We are running samba 3.0.10 at work on our server. It is serving a filesystem which contains all of our subversion workspaces for our developers.

We are using subversion 1.3.0.

The source code and makefile have the eol-style set to native.

When I first created the individual workspaces, I checked them out under linux; therefore, all of the files were in unix format.

We generally do our work on windows computers; therefore, as files have been modified and committed, they are put back into the workspaces in dos format since the windows computers did the commit.

Now here's the issue. The "svn status" command on windows will show a makefile as having been modified when it has not. This only occurs if I update my workspace because another developer modified and committed the makefile from their workspace.

At first I thought the problem was because the normal file was in dos format while the file in the text-base directory was in unix format. I tried setting both files to unix format and also dos format and still get the same result from "svn status" saying the file has been modified.
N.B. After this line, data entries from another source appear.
PR #2716, opened 2021-03-24
Fix wrong field used for calculating length

wzshiming:

**What type of PR is this?**
/kind bug

https://github.com/kubeedge/kubeedge/blob/35c10ff454e70e0489f860e892d5bdda19b050b8/edgemesh/pkg/dns/dns.go#L424-L425
https://github.com/kubeedge/kubeedge/blob/35c10ff454e70e0489f860e892d5bdda19b050b8/edgemesh/pkg/dns/dns.go#L431-L432

Fixes #

```release-note
NONE
```


chendave (commented):
Good catch!

/lgtm
/approve

PR #2719, opened 2021-03-24
Avoid possible OOM

wzshiming:

**What type of PR is this?**
/kind bug

Fixes #

```release-note
NONE
```

### DIFF
--- a/staging/src/github.com/kubeedge/viaduct/pkg/packer/reader.go
+++ b/staging/src/github.com/kubeedge/viaduct/pkg/packer/reader.go
@@ -7,6 +7,10 @@ import (
 	"k8s.io/klog/v2"
 )
 
+const (
+	maxPayloadLen = 32 * 1 << 20 // 32Mi
+)
+
 type Reader struct {
 	reader io.Reader
 }
@@ -30,7 +34,7 @@ func (r *Reader) Read() ([]byte, error) {
 	_, err := io.ReadFull(r.reader, headerBuffer)
 	if err != nil {
 		if err != io.EOF {
-			klog.Error("failed to read package header from buffer")
+			klog.Errorf("failed to read package header from buffer: %v", err)
 		}
 		return nil, err
 	}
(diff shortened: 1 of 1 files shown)


staging/src/github.com/kubeedge/viaduct/pkg/packer/reader.go
```diff
@@ -27,25 +31,43 @@ func (r *Reader) Read() ([]byte, error) {
...
-			klog.Error("failed to read package header from buffer")
+			klog.Error("failed to read package header from buffer", err)
 		}
 		return nil, err
 	}
+	if HeaderSize != n {
+		err := fmt.Errorf("failed to read package header: invalid header, length want %d, but got %d", HeaderSize, n)
+		klog.Error(err)
+		return nil, err
+	}
```
gy95, line 45: `io.ReadFull` will return an error if fewer bytes were read, so i dont think this `if` statement is neccessary when we have already decided whether `err` is nil or not.

staging/src/github.com/kubeedge/viaduct/pkg/packer/reader.go
```diff
@@ -27,25 +31,43 @@ func (r *Reader) Read() ([]byte, error) {
 	}
 
 	headerBuffer := make([]byte, HeaderSize)
-	_, err := io.ReadFull(r.reader, headerBuffer)
+	n, err := io.ReadFull(r.reader, headerBuffer)
 	if err != nil {
 		if err != io.EOF {
-			klog.Error("failed to read package header from buffer")
+			klog.Error("failed to read package header from buffer", err)
 		}
```
gy95, line 38: need `%v` here

wzshiming:
@gy95  Thanks, updated

staging/src/github.com/kubeedge/viaduct/pkg/packer/reader.go
```diff
@@ -7,6 +7,10 @@ import (
 	"k8s.io/klog/v2"
 )
 
+const (
+	maxPayloadLen = 32 * 1 << 20 // 32Mi
```
fisherxu, line 11: What is the basis of this value？

wzshiming: This type of limit in k8s is generally 10MB, but I feel that this scenario may have a configuration file exceeding 10MB, so increase it to 32MB

PR #2720, opened 2021-03-24
pkg/metaserver: optimize key.go

wzshiming:
**What type of PR is this?**
/kind cleanup

Fixes #

```release-note
NONE
```

### DIFF
--- a/pkg/metaserver/key.go
+++ b/pkg/metaserver/key.go
@@ -30,68 +30,60 @@ func KeyFuncObj(obj runtime.Object) (string, error) {
 	if err != nil {
 		return "", err
 	}
-	var key string
-	key += "/"
-	gvk := obj.GetObjectKind()
-	if gvk.GroupVersionKind().Empty() {
+
+	objKind := obj.GetObjectKind()
+	gvk := objKind.GroupVersionKind()
+	if gvk.Empty() {
 		return "", fmt.Errorf("could not get group/version/kind information in obj")
 	}
-	group := gvk.GroupVersionKind().Group
-	version := gvk.GroupVersionKind().Version
-	resources := util.UnsafeKindToResource(gvk.GroupVersionKind().Kind)
-	namespaces := accessor.GetNamespace()
+	group := gvk.Group
+	version := gvk.Version
+	resource := util.UnsafeKindToResource(gvk.Kind)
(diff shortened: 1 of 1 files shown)


pkg/metaserver/key.go
```diff
@@ -30,30 +30,26 @@ func KeyFuncObj(obj runtime.Object) (string, error) {
...
+
+	objKind := obj.GetObjectKind()
+	gvk := objKind.GroupVersionKind()
+	if gvk.Empty() {
 		return "", fmt.Errorf("could not get group/version/kind information in obj")
 	}
-	group := gvk.GroupVersionKind().Group
-	version := gvk.GroupVersionKind().Version
-	resources := util.UnsafeKindToResource(gvk.GroupVersionKind().Kind)
+	group := gvk.Group
```
daixiang0, line 39: Could we reduce temp val?

daixiang0:
Merge with #2724 please.

pkg/metaserver/key.go
wzshiming: `GroupVersionKind()` is not a zero-cost function in most implementations, I don't think it is necessary to use it multiple times.
https://github.com/kubeedge/kubeedge/blob/f30b2021cded5191aa116f8ff51dbc9dc1f677d3/vendor/k8s.io/apimachinery/pkg/runtime/schema/group_version.go#L296-L305

pkg/metaserver/key.go
```diff
@@ -30,68 +30,60 @@ func KeyFuncObj(obj runtime.Object) (string, error) {
...
+	namespaces := info.Namespace
+	name := info.Name
+	if namespaces == "" {
+		namespaces = v2.NullNamespace
+	}
+	if name == "" {
+		name = v2.NullName
+	}
+
+	key := "/" + group + "/" + version + "/" + resource + "/" + namespaces + "/" + name
```
daixiang0, line 86: Better to use string.Join or fmt.Sprintf

wzshiming: Thanks, updated

GsssC (commented):
/lgtm thx for contribution! : )

fisherxu (commented):
/lgtm
/approve

PR #2755, opened 2021-04-02
fix proxy append space lines to resolv.conf

k-9527:
**What type of PR is this?**
/kind bug

1. for edgemesh proxy.go, when execure 'ensureResolvForHost()' method will append many space lines to resolv.conf file.
image

2. strings.split() will not return nil slice
`resolv := strings.Split(string(bs), "\n")`  // return []string slice with len==1

3. poor judgement when calculate dnsIdx
`strings.Contains(item, config.Config.ListenIP.String())`
line 'nameserver 172.17.0.100' fit requirement but not equal '172.17.0.1',so we should take a deep check with ip.

Fixes #

```release-note

```

### DIFF
--- a/edgemesh/pkg/proxy/proxy.go
+++ b/edgemesh/pkg/proxy/proxy.go
@@ -5,6 +5,7 @@ import (
 	"fmt"
 	"io/ioutil"
 	"os"
+	"regexp"
 	"strings"
 	"time"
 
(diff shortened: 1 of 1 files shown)


fisherxu:
@k-9527 Now the edgemesh has been moved to https://github.com/kubeedge/edgemesh , please move this patch to edgemesh repo, thanks.

/close

PR #2768, opened 2021-04-12
skip init edged if disable

GsssC:
**What type of PR is this?**
/kind bug
Although user disable edged, it will be created and inited by func newEdged, which cause unnecessary consumption of resources.
None

### DIFF
--- a/edge/pkg/edged/edged.go
+++ b/edge/pkg/edged/edged.go
@@ -411,6 +411,12 @@ func (e *edged) cgroupRoots() []string {
 
 //newEdged creates new edged object and initialises it
 func newEdged(enable bool) (*edged, error) {
+	// skip init edged if disabled
+	if !enable {
+		return &edged{
+			enable: enable,
+		}, nil
+	}
 	backoff := flowcontrol.NewBackOff(backOffPeriod, MaxContainerBackOff)
 
 	podManager := podmanager.NewPodManager()


edge/pkg/edged/edged.go
```diff
@@ -286,6 +286,10 @@ func (e *edged) GetRequestedContainersInfo(containerName string, options cadviso
 }
 
 func (e *edged) Start() {
+	if e.Enable() == false {
```
Iceber, line 289:
```
if !e.Enabled {
}
```
is this better?

edge/pkg/edged/edged.go
```diff
@@ -411,6 +415,12 @@ func (e *edged) cgroupRoots() []string {
 
 //newEdged creates new edged object and initialises it
 func newEdged(enable bool) (*edged, error) {
+	// skip init edged if disable
+	if enable == false {
```
Iceber, line 419: ditto

edge/pkg/edged/edged.go
GsssC: @Iceber Done, thx, :)

edge/pkg/edged/edged.go
```diff
@@ -411,6 +415,12 @@ func (e *edged) cgroupRoots() []string {
 
 //newEdged creates new edged object and initialises it
 func newEdged(enable bool) (*edged, error) {
+	// skip init edged if disable
```
fisherxu, line 418:
```suggestion
	// skip init edged if disabled
```

edge/pkg/edged/edged.go
```diff
@@ -286,6 +286,10 @@ func (e *edged) GetRequestedContainersInfo(containerName string, options cadviso
 }
 
 func (e *edged) Start() {
+	if !e.Enable() {
+		klog.Error("edged is disabled, failed to start")
+		return
+	}
```
fisherxu, line 292: Same as comment in #2771

PR #4119, opened 2022-08-16
bugfix sqlite 'transaction has already been committed or rolled back' 

### LINKED ISSUE #3978: meta_v2 info sync bug on edge side
809d6198c5b5d2da3454a81d02eb5e7

when the cloud frequently update the meta_v2 info on edge side , there will be a sqlite transcation error @RyanZhaoXB

Shelley-BaoYue:

**What type of PR is this?**
/kind bug

DB operation in edgecore devicetwin  use a global variables `DBAccess orm.Ormer` to begin a transaction. When this transaction commit or rollback in devicetwin operation, other db operation which use the same variables. `orm.Ormer` will fail with the err `transaction has already been committed or rolled back`.  

In this PR, we use a new `Ormer` to begin a transaction in devicetwin, avoid  affecting other db operation.

Fixes #3978

### DIFF
--- a/edge/pkg/common/dbm/db.go
+++ b/edge/pkg/common/dbm/db.go
@@ -37,3 +37,19 @@ func InitDBConfig(driverName, dbName, dataSource string) {
 		}
 	})
 }
+
+type newOrmerFunc func() orm.Ormer
+
+var DefaultOrmFunc newOrmerFunc = newOrmer
+
+func newOrmer() orm.Ormer {
+	return orm.NewOrm()
+}
+
+// RollbackTransaction rollback transaction and log err if rollback fail
+func RollbackTransaction(orm orm.Ormer) {
+	err := orm.Rollback()
+	if err != nil {
+		klog.Errorf("failed to rollback transaction, err: %v", err)
+	}
+}
--- a/edge/pkg/devicetwin/dtclient/device_db.go
+++ b/edge/pkg/devicetwin/dtclient/device_db.go
@@ -1,6 +1,7 @@
 package dtclient
 
 import (
+	"github.com/astaxie/beego/orm"
 	"k8s.io/klog/v2"
 
 	"github.com/kubeedge/kubeedge/edge/pkg/common/dbm"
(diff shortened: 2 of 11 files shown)


gy95:
i thought we can use only one orm 👀

Shelley-BaoYue:
> i thought we can use only one orm 👀

yes,  i tried to use only one orm and one transaction in one function. 😆  but too much errors include db errors are not handled in devicetwin, so transaction can not commit or rollback correctly.  The optimization work is mentioned in this issue https://github.com/kubeedge/kubeedge/issues/4126

wackxu:
> i thought we can use only one orm 👀

From the beego 1.x doc, if we want to run sql in one transaction, we must use the same ormer for the sql.

wackxu:
in beego 2.x,
```
In v2.x, there is a big big change:

The ORM instance should be stateless, so it’s now thread safe.

```

edge/pkg/devicetwin/dtclient/device_db.go
```diff
@@ -87,60 +88,80 @@ func UpdateDeviceMulti(updates []DeviceUpdate) error {
...
+	}
+
 	for _, add := range adds {
-		err = SaveDevice(&add)
+		err = SaveDevice(obm, &add)
 
 		if err != nil {
 			klog.Errorf("save device failed: %v", err)
-			obm.Rollback()
+			dbm.RollbackTransaction(obm)
```
vincentgoat, line 103: A defer function to run `dbm.RollbackTransaction(obm)` will be more clean up.

edge/pkg/common/dbm/db.go
```diff
@@ -37,3 +37,19 @@ func InitDBConfig(driverName, dbName, dataSource string) {
 		}
 	})
 }
+
+type newOrmerfunc func() orm.Ormer
```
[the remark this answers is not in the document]
Shelley-BaoYue: Done.

Shelley-BaoYue:
> > i thought we can use only one orm 👀
> 
> From the beego 1.x doc, if we want to run sql in one transaction, we must use the same ormer for the sql.

Now we use the same ormer in one transaction. with this issue https://github.com/kubeedge/kubeedge/issues/4126， we will do more optimization for db transactions.

edge/pkg/devicetwin/dtclient/device_db.go
Shelley-BaoYue: Done.

fisherxu:
> 




> 
> ```
> In v2.x, there is a big big change:
> 
> The ORM instance should be stateless, so it’s now thread safe.
> ```
> 
> transaction
> 
> https://beego.vip/docs/mvc/model/transaction.md


If we create one Ormer for every func, is there any conflict or dirty write?

> in beego 2.x,

Now we still use the 1.x beego  @Shelley-BaoYue @wackxu

wackxu:
> 

yes, we should be careful when we bump beego to v2

fisherxu (commented):
/lgtm
/approve

PR #4122, opened 2022-08-17
remove GetMirrorPodByPod function

elpsyr:

**What type of PR is this?**
/kind cleanup

We don't have static pod(in kubeedge), so we don't need GetMirrorPodByPod.
If we call  GetMirrorPodByPod, only false&nil will be returned. this is a meaningless judgment.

If I modify a makefile and commit it, "svn status" does not show the makefile as being modified after the commit. I checked and when I do the commit in my workspace, the normal file is in dos format and the text-base file is in unix format so I sure can't figure out what's going on.

Normal source code files do not have this behavior even though they also end up in dos format while the text-base file is in unix format.

To take this a step further, I copied my entire workspace onto my local disk on my windows computer and "svn status" does NOT report the makefile as having been modified.

By the way, under linux, it does not report the makefile as modified.